#### YOUR TASK
Nothing but the line holding "(diff shortened: 1 of 1 files shown)" and the lines after it, through the end of the records, should be set down, each exactly as it is.

########

PR #418, opened 2021-07-27
rj/fixes

jordens:
- remove old GPL license text
- signal_generator: actually catch the extreme symmetry cases (0 and 1)
- stream_throughput: fix port argument


jordens:
bors merge

PR #943, opened 2024-08-28
Renames and v0.10.0 release prep

jordens:


src/bin/dual-iir.rs
```diff
@@ -159,14 +159,14 @@ pub struct DualIir {
...
-    /// Specifies the target for data livestreaming.
+    /// Specifies the target for data streaming.
     ///
     /// # Path
-    /// `stream_target`
+    /// `stream`
     ///
     /// # Value
     /// See [StreamTarget#miniconf]
-    stream_target: StreamTarget,
```
ryan-summers, line 169: I think `generator` also needs a rename?

ryan-summers (commented):
I think HITL is broken due to a missing rename

ryan-summers (approved):
LGTM. We can land further cleanup in #944 afterwards

PR #964, opened 2024-11-11
Fix IIR coefficient python script

### LINKED ISSUE #854: IIR filter coefficients set incorrectly
Hello,

Thanks for keeping up the development of the stabilizer. I've just tried to set a low-pass filter using your script at https://github.com/quartiq/stabilizer/blob/main/py/stabilizer/iir_coefficients.py, but I think the IIR BA coefficients are returned with the wrong sign. Specifically, lines 59-61 say
```
#     Returns:
#       [b0, b1, b2, -a1, -a2] IIR coefficients to be programmed into a
#       Stabilizer IIR filter configuration.

```
However, in line 144, it's actually +a1, not -a1 being returned. Therefore, this implements the wrong filter.

It seems to me that this is a problem for all filters (+a_i returned instead of -a_i), but it seems OK for the PID (I haven't tested yet).

I'm not a 100% sure why -a_i needs to be sent to the stabilizer, but when I change a1 to -a1 in line 144 I do get the expected, correct behaviour - so it's probably just a matter of updating the Python script.

schmidf:
Fixes #854. I checked the correctness of the coefficients using a Stabilizer with up-to-date firmware and a network analyzer.

### DIFF
--- a/py/stabilizer/iir_coefficients.py
+++ b/py/stabilizer/iir_coefficients.py
@@ -141,7 +141,7 @@ def lowpass_coefficients(args):
     b0 = args.K * (f0_bar / (1 + f0_bar))
     b1 = args.K * f0_bar / (1 + f0_bar)
 
-    return [b0, b1, 0, a1, 0]
+    return [b0, b1, 0, -a1, 0]
 
 
 def highpass_coefficients(args):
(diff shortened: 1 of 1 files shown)


jordens (approved):
Ok as a temp fix, still pending the rewrite mentioned in the issue.

Proof by example (i.e. network analyzer) ultimately doesn't cut it but this is certainly an improvement.

jordens:
Thanks!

########

#### OUTPUT FOR THIS EXERCISE
(diff shortened: 1 of 1 files shown)


jordens (approved):
Ok as a temp fix, still pending the rewrite mentioned in the issue.

Proof by example (i.e. network analyzer) ultimately doesn't cut it but this is certainly an improvement.

jordens:
Thanks!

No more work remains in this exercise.